NOVEL ELECTRIC FIELD EXPOSURE CONTROL METHODS FOR MULTI-STORY BUILDINGS INSTALLED IN VICINITY OF HIGH-VOLTAGE APPARATUS USING FEM
Keywords:Electric field exposure, Finite element method, High voltage apparatus, Multi story buildings, Occupational health
Facilities and buildings installed nearby high voltage equipment and electric field exposure is always a serious threat to the health of organisms and can have a significant impact on the functioning of sensitive and vital organs such as the heart and brain. Therefore, it is necessary to study the electromagnetic field value in these areas to control the intensity and restrict the induced value regarding to international recommendations. In this paper, the effects of 230KV transmission line electric fields on the environment are examined by proper FEM software.The model under consideration in this project is a four story building adjacent to the 230KV transmission line.At first, the distance between the building and high voltage transmission lines and its relationship to the intensity of the electric field is examined, and then the intensity of the electric field is compared to the standards of the International Commission on Non Ionizing Radiation Protection (ICNIRP).
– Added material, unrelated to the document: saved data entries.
Issue #7614, opened 2025-07-03
High contrast borders - Clipboard copy


mcoker:
https://www.figma.com/design/iT76DS020Ry1Wswfc0Hmes/branch/wKcOq7IrzfL1gEK2mocd6r/High-Contrast-Exploration?m=auto&node-id=10994-57314&t=DkgfQ5XT3Uibqm6l-1

mcoker:
@lboehling the design calls for a hover state for clipboard copy, but the whole clipboard copy element isn't clickable - only the button/icon is clickable. Should it have a hover state? If so, should the border change trigger only when hovering the button/icon?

To continue, in places where the electric field exceeds the standard level value, solutions to reduce the intensity of the electric field to the tolerable value have been proposed.The first solution is to use a metal shield around the building as a Faraday cage, which weakens the potential for electric field value by creating an enclosed surface, the reduction rate is 4700%,both complete cage shape and incomplete cage shapes are considered in this study which reduces the exposure value to 62.5% of its initial value. The second approach to reducing the electric field is to use protective conductor paints against electromagnetic fields. In the following study, the effect of using trees as a barrier against electromagnetic radiation will be examined. Finally, the three proposed solutions are compared in terms of environmental constraints, economic justification, and the reduction in electric field value.